= Nicholas Pocock (historian) =

English academic and cleric (1814–1897)

Nicholas Pocock (1814–1897) was an English academic and cleric, known as a historical writer.

==Life==
Born at Falmouth, Cornwall in January 1814, he was eldest son of Nicholas Pocock of Falmouth and grandson of Nicholas Pocock the marine painter; Isaac Pocock and William Innes Pocock were his uncles. He was educated at a private school in Devon by the Rev. John Manly, and on 3 February 1831 matriculated at The Queen's College, Oxford, as Michel exhibitioner; in 1834 he was elected scholar. He graduated B.A. that year with a first class in the final mathematical school, and a second class in literae humaniores In 1835 he won the Johnson mathematical scholarship, and the senior mathematical scholarship in 1836. In 1837 he graduated M.A.

In 1838 Pocock became Michel fellow of Queen's, where later he was mathematical lecturer. He had a reputation as mathematical tutor, and among his pupils was Bartholomew Price; he was public examiner in mathematics in 1839, 1844, and 1848, and in literae humaniores in 1842 and 1852. He was ordained deacon in 1838 and priest in 1855, but never held any ecclesiastical preferment. He married in 1852 Edith, a daughter of James Cowles Prichard, and moved to Clifton, Bristol, where he spent the remainder of his life with the exception of a year when he was in charge of Codrington College in Barbados. He died at Clifton on 4 March 1897, survived by his widow, sons and daughters.

==Works==
Pocock did much to undermine the traditional Protestant view of the Reformation. His major work was his edition of Gilbert Burnet's History of the Reformation, published in seven volumes by the Clarendon Press in 1864–65. The seventh volume consisted of Pocock's discussion on Burnet's authorities, sources, and errors.

In 1847 Pocock edited the third edition of Henry Hammond's Miscellaneous Theological Works, and in 1852 published The First two Books of Euclid … with additional figures. Later he devoted himself almost exclusively to the history of the Reformation in England. The series Records of the Reformation issued by the Clarendon Press in 1871 was stopped at the year 1535, because of poor sales: and Pocock's collections remained mostly in manuscript, though some were published in Troubles connected with the Prayer-Book of 1549 (Camden Society, 1884).
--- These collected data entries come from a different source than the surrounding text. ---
PR #1001, opened 2026-07-01
fix: make sure that tips are removed from the select_chain map in case of a fork

etorreborre:
We don't completely clean-up the `select_chain` stage in case of a fork.

Skip-Changelog


etorreborre:
@coderabbit review

etorreborre:
skip-changelog

rkuhn (commented):
The `tips` map was supposed to hold a view of all chain tips seen on the network, to remove DB access load. Why is this change beneficial?

etorreborre:
@rkuhn aren't those tips going to accumulate forever if they correspond to forks that never win?

rkuhn:
The tips should eventually be cleaned up, which can easily be done by a check that runs once per day (evicting everything older than the anchor) — the number of such cases shouldn’t be more than a handful per day and each occurrence just costs less than 1kB. This is also why I didn’t add that logic when drafting that stage, I should have left a TODO instead.

etorreborre:
Ok, closing then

Pocock also edited, for the Camden Society, Nicholas Harpsfield's Treatise of the Pretended Divorce of Catherine of Aragon (1878). Other works included:

- The Ritual Commission, Bristol, 1872.
- The Abolition of the Thirty-nine Articles, 3 parts, London, 1874.
- The Principles of the Reformation, London, 1875.
- The Recovery from the Principles of the Reformation, London, 1877.

He contributed articles on Reformation history to the Saturday Review, the Union Review, Quarterly Review, Church Quarterly Review and English Historical Review, and to The Athenæum and The Academy. He also wrote for the Dictionary of National Biography.